The click-through agreement.
This is the real gatekeeper in cyberspace for any business. They’re actually quite common for e-commerce websites, taking on all kinds of forms. Their purposes, though, remain the same.
That final “agreement” a web surfer must take is to conform to all your rules before reaching further into your website. A way of looking at this kind of agreement is when you go to the back of a night club and get asked the password to get in. If you know the password, you get in. If not, you don’t.
In this case, though, all you have to do as a customer or guest to the website is “consent” to certain terms before you’re allowed to “click through” on the page and enter more pages, probably with services or products available for purchase or use.

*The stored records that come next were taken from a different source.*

PR #11276, opened 2025-07-29
Include physical monitor size in IPC monitor info

WhySoBad:

This pull request adds the physical size information about a monitor to the `monitors` IPC request

It's ready for merging


leiserfg:
Yes please! This will make possible to implement https://github.com/hyprwm/Hyprland/discussions/11261 in "userland" without the need of reading edid.

WhySoBad:
You're right, I haven't thought about this. 
It now prints doubles

leiserfg:
@vaxerski  sorry to borrow your time, but how does wayland/hyprland handle the case when there is no physical size (for instance a projector?) which is something considered in `edid`?

WhySoBad:
I've tested it with a headless output, in this case the size is just 0x0

leiserfg:
After checking wayland protcols I think that the original impl (with rounding) was fine, as in [wl_output::geometry](https://wayland.app/protocols/wayland#wl_output:event:geometry) they are integers. And yes, when it does not make sense they are set to `0`. 

I'm being picky here 'cause I will make the pr to add the fields in the rust client as soon as the PR is merged :smile:

WhySoBad:
> After checking wayland protcols I think that the original impl (with rounting) was fine, as in [wl_output::geometry](https://wayland.app/protocols/wayland#wl_output:event:geometry) they are integers. And yes, when it does not make sense they are set to `0`.
> 
> I'm being picky here 'cause I will make the pr to add the fields in the rust client as soon as the PR is merged 😄

True, I've just had a look at the EDID spec and (at least on wikipedia) it states that the physical size is a 1 byte centimeter value, so there is no need to allow sub-millimeter values: 
image

PR #11278, opened 2025-07-30
session-lock: explicitly consider dpms states for sending locked or denied

PointerDilemma:

Fixes https://github.com/hyprwm/Hyprland/discussions/11268

I thought we always enter unsafe state when dpms is off, but that changed at some point? Or do I remember that wrong?

Ready

### DIFF
--- a/src/managers/SessionLockManager.cpp
+++ b/src/managers/SessionLockManager.cpp
@@ -91,38 +91,41 @@ void CSessionLockManager::onNewSessionLock(SP<CSessionLock> pLock) {
     g_pCompositor->focusSurface(nullptr);
     g_pSeatManager->setGrab(nullptr);
 
-    if (!g_pCompositor->m_unsafeState) {
-        m_sessionLock->sendDeniedTimer = makeShared<CEventLoopTimer>(
-            // Within this arbitrary amount of time, a session-lock client is expected to create and commit a lock surface for each output. If the client fails to do that, it will be denied.
-            std::chrono::seconds(5),
-            [](auto, auto) {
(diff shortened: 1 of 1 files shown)


vaxerski:
we pretty much never enter unsafe with dpms, it's only some garbage displays that physically "unplug" themselves on dpms off

src/managers/SessionLockManager.cpp
```diff
@@ -99,18 +99,20 @@ void CSessionLockManager::onNewSessionLock(SP<CSessionLock> pLock) {
                 if (!g_pSessionLockManager || g_pSessionLockManager->clientLocked() || g_pSessionLockManager->clientDenied())
                     return;
 
-                if (g_pCompositor->m_unsafeState || !g_pCompositor->m_aqBackend->hasSession() || !g_pCompositor->m_aqBackend->session->active) {
-                    // Because the session is inactive, there is a good reason for why the client did't receive locked or denied.
+                if (!g_pSessionLockManager->m_sessionLock || !g_pSessionLockManager->m_sessionLock->lock)
+                    return;
+
+                if (!g_pCompositor->m_dpmsStateOn || g_pCompositor->m_unsafeState || !g_pCompositor->m_aqBackend->hasSession() || !g_pCompositor->m_aqBackend->session->active) {
```
vaxerski: m_dpmsStateOn should be nuked, it's dumb as dpms is per monitor, so a global doesnt make sense.

PointerDilemma: Ok, then we need to ignore the FALLBACK mon explicitly. I will do that when i get back home.

PointerDilemma:
@vaxerski this should be better (and what I should have done from the start tbh)

Issue #11284, opened 2025-07-30
CM causes screenshots to be washed out


vaxerski:
### Discussion link
N/A

## Description

When apps that don't understand CM capture the screen, the colors are washed out due to the CM buffer colors being in the CM space and not sRGB. We need to transform them back.

giga ad hoc patch:
[patch.txt](https://github.com/user-attachments/files/21515252/patch.txt)

needs cleanups and actual good code

PR #11286, opened 2025-07-30
opengl: improve render fn arg clarity

vaxerski:
Improves the readability of opengl fns by using structs for params

First step before #11284 because I am not adding another param to a raw ass fn call

needs testing if it didnt break anything, this is very typo prone

probably breaks plugins


fxzzi:
https://github.com/user-attachments/assets/f8834541-ea8a-4861-ad1e-a49ff48b5e1f

hi, opening discord (native wayland, not vesktop not webcord, just discord) looks like this on this branch

edit: actually, it happens any time the window is resized

VirtCode:
breaks the rounding of window borders on my end. the framebuffer of the window itself is rounded, just not the border:
image

vaxerski:
fixed both. Anything else?

VirtCode:
I think when resizing a window to be larger, the blur is not applied for some frames, so it becomes transparent. Here's a video of what I mean. Doesn't happen on main as far as I can tell.

https://github.com/user-attachments/assets/3b52c31e-c465-4de2-8a21-bc6db2321483

other than that I didn't notice anything off

vaxerski:
fixed

VirtCode:
can confirm, everything looks good now on my end!

vaxerski:
thanks merging then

Honestly, the Latter Here — the Click-Through — Is the Most Effective in Court
You’ll find that no matter what complaint a customer may pass on you, legally that click-through agreement is enough for a court to favor you, because you are legally and comprehensively giving that customer complete notice before the customer ever enters your domain. It’s fair warning.
You do, however, need to make sure your click-through agreement complies with the applicable law pertaining to your business or industry. Again, this adage in law is crucial. If the language isn’t clear or relevant, it won’t hold up in court. Do your research.
This Also Depends on What Kind of Online Customers You Have
There are three types of customers you have to watch out for when maintaining an online business —
- Passive Visitors
- Active Visitors
Tailoring your business — as well as facets of your business — directly relate to how you treat these three types of customers. Allow me to parallel that with a retail store, though: passive visitors are very much “window shoppers” whereas active visitors are perusing through specific departments constantly looking at merchandise (with products already in their shopping basket or cart) while purchasers follow protocol and guidelines to wait in line for the point of sale.
Take a good look at that scenario: there are rules there, just like everywhere else. We take it all for granted, because we’re so used to it. Passive visitors have the rule of being able to simply “walk around” without causing commotion, no running, no horseplay, no damaging merchandise, etc. etc., whereas the “active visitor” may have rules as to how many items to bring into the fitting room or walking out of the store with merchandise in hand before paying, or leaving carts unattended. Still further there’s the regulations imposed on the point of sale, as in how many items a person can have in the cart to purchase at any given time, how long the lines must be and to immediately move to a new open line to liquidate colossal traffic jams.
Everywhere we go, there are rules — the same applies to an online store.
Where Browsewrap Agreements Matter
Typically, this agreement effectively works with the passive visitor, the window shopper. Perhaps you have a landing page, sort of like a squeeze page, where some visitors can casually explore without really interested in buying anything.
Having that browsewrap agreement is just enough to inform such a customer of the rights and obligations mandatory to any “window shopper.”
You Then Have the “Active Visitors” and “Purchasers” Requiring That Click-Through
Oftentimes the passive visitor becomes active, and then you have the situation of getting all necessary legal information from that customer, because that customer’s going to buy something now.
The click-through agreement then shows up. Why? Because now that customer has reached the point-of-sale line, so to speak. Your online customer’s basically reading the entire agreement, and before that customer can even make any purchase with a credit card or PayPal account, that customer must click a button stating that he or she “agrees to all the terms written.”
This will protect you in court should any dispute arise.
It’s a Major Process
Being online doesn’t have the same routine as a regular Macy’s or JCPenny, obviously. That’s why this has to be laid out, preferably by an experienced business lawyer. You see the comparisons. The reality is it’s no different. You can be online or in person; no matter what, there are rules to follow on both sides.
If they’re not followed, court consequences may follow. And that’s no fun for anyone.